The “scholarship” wasn't the only thing that wasn't as it seemed. The “school” was also somewhat different than one would expect. For example, there was no formal learning taking place. Almost everything Tym learned had been from fellow students. Like him, they had all figured out how to do certain things on their own, and there was a lot of teaching going on student-to-student. It wasn't as if they h
ad much else to do. There was virtually no instruction aside from some general inspirational speeches by Lady Darbyshire about the importance of solidarity within the magic community. Tym admitted that it seemed a bit overblown and sentimental as he described it now, but at the time he and everyone else had taken her notions of a family of magic quite to heart.

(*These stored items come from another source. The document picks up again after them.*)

PR #758, opened 2022-05-10
Rename `root` parameter to `path`.

### LINKED ISSUE #757: Rename `root` parameter for all `Project` methods to `path`
For consistency with the new terminology that we're standardizing on for both `Job` and `Project`, we should rename the `root` parameters of `Project` methods to `path`. This change affects `get_project` and `init_project`, as well as the `Project` constructor. Since we're moving forward with the breaking changes in #752, w should also change the signature of `init_project` to not require `path` to be a keyword-only argument. There may be other related changes as well that we need to consider, but I don't think there is any way to construct e.g. a `Job` at a specific path (we always construct by `id` or `statepoint` so I can't think of anything else that I might be missing right now.

**Original comment**
Do we want to keep the requirement that `root` is a keyword-only argument? All our previous discussions about compatibility layers are somewhat moot now, so I would be willing to revisit that.

It could even be named `path` for consistency with the new terminology. The more I think about it, it'd be really nice to call it `path`. :)

_Originally posted by @bdice in https://github.com/glotzerlab/signac/pull/752#discussion_r863999527_

bdice:
## Description
See #757.

## Motivation and Context
Resolves #757.

## Checklist:

### DIFF
--- a/changelog.txt
+++ b/changelog.txt
@@ -22,6 +22,7 @@ Changed
    - Projects no longer have names and are identified solely by their root directories. This change also affects a number of public APIs where names are including, most prominently ``signac.init_project`` and ``Project.init_project``. Projects can now be constructed with just a root directory rather than a preloaded config (#677, #684, #706).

So much so that they had, each and every one, agreed to her request that they not inform their parents when the school relocated. This was no mean feat since the school seemed to relocated nearly once a month. Usually within a matter of weeks after enrolling in the school, the student would be completely lost to his or her family. And yet even when the school was moving for the third or fourth time since a student arrived, no one ever questioned the necessity or wisdom of keeping the parents in the dark.
At least until Underton.
Tym had been with the school for about three months when they moved into the last site in Highmark, the school that Roods had investigated personally. By the time they arrived, Merry and Tym had become close. He claimed they were more than friends despite her being several years older than him and the fact that, when pressed, he acknowledged that they had not so much as held hands, but she had been the one who backed Tym up when he objected to leaving Highmark without telling their parents. He was overruled by Lady Darbyshire, but only in the sense that one could interpret “overruled” to mean forced to comply. And “by Lady Darbyshire” to mean by Lady Darbyshire's terrifying bodyguard, the large and unyielding wooden monster that Abe had taken to calling the Woodsman.
After ordering the other students to start down the stairs, Lady Darbyshire had the Woodsman scoop up Merry and carry her after them. Tym was compelled to follow both by his concern for Merry and by his fear of being left behind. He reluctantly went along, and his idea of turning back was foiled when the Woodsman collapsed the stairwell they'd come down (apparently a hobby of his, collapsing things), sealing them all off in Underton.